PR #8826, opened 2023-07-12
[systemtest] Update scalibility profile - add recovery group

im-konge:
### Type of change

- Enhancement

### Description

This PR adds `recovery` group into `scalability` profile and renames the profile to `scalability_recovery`.
The profile is used in our automation, where we are running these two groups together, so I'm adding this change to handle it on a profile level.

### Checklist

### DIFF
--- a/systemtest/pom.xml
+++ b/systemtest/pom.xml
@@ -546,11 +546,12 @@
         </profile>
 
         <profile>
-            <id>scalability</id>
+            <id>scalability_recovery</id>
             <properties>
                 <skipTests>false</skipTests>
                 <groups>
-                    all,scalability
+                    scalability,
+                    recovery
                 </groups>
             </properties>
         </profile>


scholzj (commented):
Does this really make any sense to mix those two groups? Or are you just misusing it for convenience?

im-konge:
> Or are you just misusing it for convenience?

Yeah, mainly for it.
We are running those two groups in a separate pipeline that is executed on a weekly basis.
Maybe having different name would be better

scholzj:
Why can't you specify the groups from the command to run the tests directly? I think it does not make any sense to hardcode what fits a particular CI into the `pom.xml`. Because what would you do if someone comes that they run it differently and want to add profiles for _their setup_? I do not think you want to have the CI details inside the `pom.xml`.

im-konge:
Those two groups are not part of the `regression`, so having a separate profile for them makes sense FMPOV. 
`scalability` group cannot be part of the `regression`, because it needs more resources that in AZP are not available - so the tests fail.
`recovery` contains few tests that don't have to be part of the `regression` and those can be run once in a while

scholzj:
TBH, I think none of the profiles make sense. I just did not notice it before. The regression ones make no sense either. As I said - imagine that someone comes and says they run their own regression pipeline but use just 5 parallel streams and they want to add their own five profiles for their pipelines next to the existing ones. And then someone else comes and says for example that they run scalability, recovery, and bridge tests together and want to add profile names `scalability_recovery_bridge` etc.? Will you merge that and maintain all of these profiles?

im-konge:
The separation of the regression tests is used from the past in AZP, Jenkins and everywhere else.
The profiles just create encapsulation of the groups, included and excluded testcases etc.
When we want to add a package to `components` or `operators` regression profiles, we do it in one place.
If it doesn't make sense, we can remove all the profiles and come back with the solution of executing jobs with groups, included and excluded testcases.
And then, when we need to change something, we will change it on multiple places.

These profiles are used by automation in this repository, so having profiles of different teams that maintain some CI doesn't makes sense to me TBH.

scholzj:
I don't think it matters if the CI is part of this repository or not because you inject its configuration into the actual software configuration. So I think the right solution is to configure the groups directly in the CIs. I'm fine if you wanna merge this and open and issue and remove the profiles later. But I think what we have right now is wrong as it pulls the configuration of a particular CI into the software itself.

im-konge:
Okay and what about AZP? We are using the `azp_*` profiles for running the specific subset of tests.
Should those be removed too and use groups + exclusion of tests?
Or should we add new tags for these subsets directly into the STs?

scholzj:
I think that is the same - it should be part of the AZP files.

scholzj:
As this PR shows, this is not about having a generic profile for running a particular set of tests. This is just artificial configuration to match the requirement of one particular CI where you want to run some tests together. I never saw anything like this in other Maven projects. It has nothing to do with the software itself. It is purely a configuration of the CI (which is not part of the Maven project / Java code).

im-konge:
If it is about the `scalability`/`scalability_recovery` - I agree with removing it.
I would remove also `bridge` profile (and more, I don't want to provide full list here).
I would keep other profiles.

> I never saw anything like this in other Maven projects.

I saw it in other Maven projects that have STs in the same repository as the product/operator.
But also in projects that are just for tests - for the logical separation as I mentioned before.

scholzj:
But when you split the tests into 7 different pipelines because that is what you have in AZP then it is not logical splitting. It is CI configuration.

kornys:
> As this PR shows, this is not about having a generic profile for running a particular set of tests. This is just artificial configuration to match the requirement of one particular CI where you want to run some tests together. I never saw anything like this in other Maven projects. It has nothing to do with the software itself. It is purely a configuration of the CI (which is not part of the Maven project / Java code).

Well it is not purely a configuration of the CI. You can run in locally without specifying bunch of the test or test-groups (labels). So with profile it is much faster way to run maven locally without remembering all test-groups.

Frawless:
I think it makes sense to keep profiles like `upgrade`, `regression`, `operators`, etc. These are pretty common and I don't see any reason why they shouldn't be part of systemtest profiles. However `azp_` profiles are a little bit strange a makes sense to me to keep it as a CI configuration. In case the profiles will makes sense and we will have a proper reason why they shouldn't be there, I would keep them.

scholzj:
Yes, I think it is fine to keep the profiles for running some logical group of tests such as scalability tests or upgrade tests. But it should be based on the logical grouping of the tests and not on the fact that right now the CI wants to run scalability and recovery together.

im-konge:
I agree that scalability + recovery doesn't makes sense as a common profile. So I will close this PR.
And regarding AZP -> I will check if there is a way to keep these profiles in one place and possibly remove it from the `pom.xml`.

Issue #8823, opened 2023-07-11
[Bug]: Getting error with loadBalancerClass


girishms-sentient:
### Bug Description

The loadBalancerClass error occurs when I try to create a Kafka cluster with ArgoCD.

Is there support for loadBalancerClass in strimzi?

### Strimzi version

0.35.0

### Kubernetes version

K8s 1.25

### Installation method

Helm chart with ArgoCD

### Infrastructure

Amazon EKS

### Configuration files and logs

`Failure executing: PATCH at: [https://172.20.0.1:443/api/v1/namespaces/central-logging/services/kafka-kafka-external-bootstrap](https://172.20.0.1/api/v1/namespaces/central-logging/services/kafka-kafka-external-bootstrap). Message: Service "kafka-kafka-external-bootstrap" is invalid: spec.loadBalancerClass: Invalid value: "null": may not change once set. Received status: Status(apiVersion=v1, code=422, details=StatusDetails(causes=[StatusCause(field=spec.loadBalancerClass, message=Invalid value: "null": may not change once set, reason=FieldValueInvalid, additionalProperties={})], group=null, kind=Service, name=kafka-kafka-external-bootstrap, retryAfterSeconds=null, uid=null, additionalProperties={}), kind=Status, message=Service "kafka-kafka-external-bootstrap" is invalid: spec.loadBalancerClass: Invalid value: "null": may not change once set, metadata=ListMeta(_continue=null, remainingItemCount=null, resourceVersion=null, selfLink=null, additionalProperties={}), reason=Invalid, status=Failure, additionalProperties={}).`

scholzj:
You should probably set your Load Balancer Class in the `Kafka` custom resource: https://strimzi.io/docs/operators/latest/full/configuring.html#type-GenericKafkaListenerConfiguration-schema-reference (look for the `class` field).

girishms-sentient:
Are you referring to this?

For example: 
```
    listeners:
      - name: external
        port: 9092
        type: loadbalancer
        loadBalancerClass: service.k8s.aws/nlb
```

scholzj:
Almost I guess. If you check the schema reference the filed name is `class`.

scholzj:
One curious question -> did you configure the Load Balancer class on the service yourself (e.g. manually using `kubectl edit`)? Or did AWS inject it automatically?

girishms-sentient:
@scholzj  AWS injected it automatically. 

[...]

PR #8828, opened 2023-07-12
Don't patch loadBalancerClass field in Service resources

scholzj:
### Type of change

- Bugfix

### Description

The `loadBalancerClass` field might be in some environments set by the platform. In such case, we should reuse it instead of trying to patch it. This PR will patch it if it is set in the existing resource and not in the desired resource to avoid errors such as the one described in #8823.

### Checklist

- [x] Write tests


ppatierno (approved):
LGTM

==================================================

Exercise instructions: Report how many lines in these entries contain "match". Answer with the number only.

The answer: 2